Time:   3:30 - 5:00 pm

Location:   Hospital Auditorium, 2nd floor, General Campus (escalator from main lobby to 2nd floor, follow signage)

Presentations:
1.       "List-mode motion tracking and correction for positron emission tomography imaging using low-activity fiducial markers"
Marc Chamberland - Carleton University
Abstract: Positron emission tomography (PET) imaging suffers from artifacts caused by patient body motion. We propose a method of tracking three-dimensional (3D) patient body motion during dynamic PET imaging by placing low-activity positron-emitting markers on a patient and using a tracking algorithm to extract the 3D motion information from the raw list-mode PET data. This information can then be used to perform motion correction on the raw list-mode data. Monte Carlo techniques were used to simulate a 92.5-kBq Na-22 marker moving sinusoidally in 3D. The simulated events were combined with list-mode data from patients undergoing cardiac PET imaging in order to test the algorithm. In experimental studies, three external Na-22 markers were placed on a dynamic torso phantom with an initial activity of approximately 680 MBq of Rb-82 in its cardiac insert. We tracked the motion of those markers while simulating breathing motion and patient drift with the phantom.  Results show that the tracking can achieve submillimetre precision and accuracy. In addition, the motion information was used to correct the raw list-mode data. Reconstructed images showed no perceivable translational motion compared to the original non-motion-corrected images. We conclude that this technique can potentially replace the need for additional and expensive respiratory-motion/triggering systems used for respiratory-gated or motion-free PET image reconstruction.

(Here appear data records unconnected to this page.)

PR #269, opened 2022-07-06
Issue #141: pretty print JSON

### LINKED ISSUE #141: json writing should have option to pretty print
Even if pretty print is off, still add a linebreak after each record

jaypha:
resolves #141

### DIFF
--- a/classes/local/formats/encoder_base.php
+++ b/classes/local/formats/encoder_base.php
@@ -27,6 +27,7 @@ namespace tool_dataflows\local\formats;
 abstract class encoder_base {
     /** @var bool Has data been added yet? */
     protected $sheetdatadded = false;
+    protected $prettyprint = false;
 
     /**
      * Return the start of the output.
@@ -52,5 +53,14 @@ abstract class encoder_base {
      */
     public function close_output(): string {
         return '';
+    }
+
+    /**
+     * Set to use/not use pretty print for suppported formats.
+     *
+     * @param bool $prettyprint
+     */
+    public function set_prettyprint(bool $prettyprint) {
+        $this->prettyprint = $prettyprint;
     }
 }
--- a/classes/local/formats/encoders/json.php
+++ b/classes/local/formats/encoders/json.php
@@ -29,12 +29,23 @@ use tool_dataflows\local\formats\encoder_base;
 class json extends encoder_base {
 
     /**
+     * @var string Indent space used for pretty printing. As far as can be determined, 4 spaces for
+     * indenting is hardwired in json_encode() for pretty printing.
+     */
+    protected const INDENT = '    ';
+
+    /**
      * Return the start of the output.
      *
      * @return string
      */
     public function start_output(): string {
-        return '[';
+        $output = '[' . PHP_EOL;
+
+        if ($this->prettyprint) {
+            $output .= self::INDENT;
+        }
+        return $output;
     }
 
     /**
@@ -46,11 +57,17 @@ class json extends encoder_base {
     public function encode_record($record, int $rownum): string {
         $output = '';
         if ($this->sheetdatadded) {
-            $output .= ',';
+            $output .= ',' . PHP_EOL;
         }
 
-        $output .= json_encode($record) . PHP_EOL;
+        // Add encoded record to ouput.
+        $flags = $this->prettyprint ? JSON_PRETTY_PRINT : 0;
+        $output .= json_encode($record, $flags);
 
+        // Add indenting inbetween records as json_encode() will only pretty print the record itself.
+        if ($this->prettyprint) {
+            $output = str_replace(PHP_EOL, PHP_EOL . self::INDENT, $output);
+        }
         $this->sheetdatadded = true;
         return $output;
     }
@@ -61,6 +78,6 @@ class json extends encoder_base {
      * @return string
      */
     public function close_output(): string {
-        return ']' . PHP_EOL;
+        return  PHP_EOL . ']' . PHP_EOL;
     }
 }
--- a/classes/local/step/writer_stream.php
+++ b/classes/local/step/writer_stream.php
@@ -48,6 +48,7 @@ class writer_stream extends writer_step {
         return [
             'streamname' => ['type' => PARAM_TEXT],
             'format' => ['type' => PARAM_TEXT],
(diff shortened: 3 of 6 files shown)


classes/local/formats/encoder_base.php
```diff
@@ -53,4 +54,13 @@ abstract public function encode_record($record, int $rownum): string;
     public function close_output(): string {
         return '';
     }
+
+    /**
+     * Set to use/not use pretty print for suppported formats.
+     *
+     * @param bool $prettyprint
+     */
+    public function prettyprint(bool $prettyprint) {
```
keevan, line 63: Could you please change this function name to describe a behaviour instead of a property. Maybe `use_pretty_print()`?

classes/local/formats/encoders/json.php
```diff
@@ -46,11 +54,15 @@ public function start_output(): string {
     public function encode_record($record, int $rownum): string {
         $output = '';
         if ($this->sheetdatadded) {
-            $output .= ',';
+            $output .= ',' . PHP_EOL;
         }
 
-        $output .= json_encode($record) . PHP_EOL;
+        $flags = $this->prettyprint ? JSON_PRETTY_PRINT : 0;
```
keevan, line 60: Please add a comment above this block, e.g. "Print out the record"

classes/local/formats/encoders/json.php
```diff
@@ -46,11 +54,15 @@ public function start_output(): string {
...
+        $output .= json_encode($record, $flags);
 
+        if ($this->prettyprint) {
+            $output = str_replace(PHP_EOL, PHP_EOL . self::INDENT, $output);
```
keevan, line 64: Question: although this would probably pretty print as expected, do you know if there would be any value adding the first level of indentation? To me, it feels like wasted compute.

classes/local/step/connector_debug_filedump.php
```diff
@@ -0,0 +1,90 @@
+<?php
```
keevan, line 1: It seems that you've added this extra step for debugging. I think what you've done can be useful, but I think this should be split out in a different issue + PR because this issue doesn't require this step.

classes/local/step/writer_stream.php
```diff
@@ -91,23 +92,26 @@ public function get_iterator(): iterator {
...
                 $this->handle = fopen($this->streamname, 'a');
                 if ($this->handle === false) {
                     $step->log(error_get_last()['message']);
                     throw new \moodle_exception(get_string('writer_stream:failed_to_open_stream', 'tool_dataflows', $streamname));
                 }
-                $classname = writer_stream::resolve_encoder($format);
+
+                $classname = writer_stream::resolve_encoder($config->format);
                 $this->writer = new $classname();
+                $this->writer->prettyprint((bool) ($config->prettyprint ?? false));
```
keevan, line 114: When storing and receiving the prettyprint config value, does it come back out as a bool? And if not, wouldn't just one of the "cast" OR "null coalescing" be enough to provide to the function. I would probably just remove the bool casting.

lang/en/tool_dataflows.php
```diff
@@ -231,6 +232,8 @@
 $string['writer_stream:streamname_help'] = 'For example, setting <code>file:///path/to/file.txt</code> as the stream name will write the contents to this target.';
 $string['writer_stream:format'] = 'Format';
 $string['writer_stream:format_help'] = 'The output format of the contents written.';
+$string['writer_stream:prettyprint'] = 'Pretty print';
+$string['writer_stream:prettyprint_help'] = 'Format the output to be human readable.';
```
keevan, line 236: Please bump the version due to the changes here.

classes/local/formats/encoders/json.php
keevan: Okay so reading further comments in the issue - e.g. https://github.com/catalyst/moodle-tool_dataflows/issues/141#issuecomment-1174587022 - it seems this is to be expected which is fine. 

Are you able to **add a supporting test** please, which confirms the output comes out as expected? (e.g. it could  check the output with something like `json_encode($data, JSON_PRETTY_PRINT);`

classes/local/formats/encoder_base.php
jaypha: I'll use 'set_prettyprint'.

classes/local/step/connector_debug_filedump.php
jaypha: I put it in this PR #272

lang/en/tool_dataflows.php
```diff
@@ -97,6 +97,7 @@
 $string['step_name_trigger_cron'] = 'Scheduled task trigger';
 $string['step_name_writer_debugging'] = 'Debugging writer';
 $string['step_name_writer_stream'] = 'Stream writer';
+$string['step_name_connector_debug_filedump'] = 'File dump debug connector';
```
keevan, line 100: Seems like this string was left from the split in the other PR.

https://github.com/catalyst/moodle-tool_dataflows/pull/272/files#diff-56c8d9ed220eec5c0f99664e70d45607a79ae6e0a37d70c1f53d6bf01f7cffbb

Since that PR already has a string set aside for it's name, I think this should be removed to avoid any conflict once both PRs are merged in.

keevan (commented):
Aside from a very small lang string artifact, the changes look good.

Happy to merge this in after that has been removed.

Thanks @jaypha

classes/local/formats/encoders/json.php
```diff
@@ -28,13 +28,21 @@
  */
 class json extends encoder_base {
 
+    /** @var string indent space used for pretty printing. TODO try to find out if there is a config setting for the size of the indent. */
```
keevan, line 31: Did you find out if there was a configuration setting for this? And if not, maybe the comment should be adjjusted to show findings. (e.g. the default for json_encode with pretty print is 4 spaces so ... etc).

classes/local/step/writer_stream.php
jaypha: done

lang/en/tool_dataflows.php
jaypha: Done.

classes/local/formats/encoders/json.php
jaypha: I changed the comment.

2.       "X-ray scatter imaging:  Cross sections, collimation, and signal extraction"
Paul Johns - Carleton University
Abstract: In diagnostic radiology, scattered photons comprise up to 90% of the radiation downstream of the patient and can provide useful information above and beyond that provided by the transmitted primary x rays.  Our development work on x-ray scatter imaging will be described.  First, since coherent scatter cross sections are too complicated to calculate, we have measured them for some normal tissues and phantom materials using an energy-dispersive system.  Second, step-and-shoot scatter imaging using multiple pencil beams has been demonstrated using 33.2 keV x rays at the Canadian Light Source synchrotron.  Collimation design options range from scanning a single pencil beam in tandem with a pixelated scatter detector over the patient, which is prohibitively slow but which captures all scatter information unambiguously, to multibeam geometries which speed acquisition but are reliant on pattern untangling algorithms since the diffraction ring patterns overlap.  These innovations in radiography are applicable both in medicine and in industrial nondestructive testing, security imaging, and other areas.